PR #1553, opened 2020-05-09
Improve ImageSharp.ImageRenderContext text alignment

VisualMelon:
Makes multi-line text alignment in `OxyPlot.ImageSharp` conform to the ideal described in #1554

### Checklist

- Perform horizontal text alignment on a per-line basis, so that the block of text is aligned internally as expected
- Significantly simplify the `DrawText` method, hopefully making it significantly less resource intensive in the process
- Remove some default parameters on private methods in `ImageSharp.ImageRenderContext` which will only harbour bugs

@oxyplot/admins

### DIFF
--- a/Source/OxyPlot.ImageSharp.Tests/JpegExporterTests.cs
+++ b/Source/OxyPlot.ImageSharp.Tests/JpegExporterTests.cs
---*---
__EXERCISE__
For every entry above, write out an exact copy.

__SOLVED EXERCISE__
PR #1553, opened 2020-05-09
Improve ImageSharp.ImageRenderContext text alignment

VisualMelon:
Makes multi-line text alignment in `OxyPlot.ImageSharp` conform to the ideal described in #1554

### Checklist

- Perform horizontal text alignment on a per-line basis, so that the block of text is aligned internally as expected
- Significantly simplify the `DrawText` method, hopefully making it significantly less resource intensive in the process
- Remove some default parameters on private methods in `ImageSharp.ImageRenderContext` which will only harbour bugs

@oxyplot/admins

### DIFF
--- a/Source/OxyPlot.ImageSharp.Tests/JpegExporterTests.cs
+++ b/Source/OxyPlot.ImageSharp.Tests/JpegExporterTests.cs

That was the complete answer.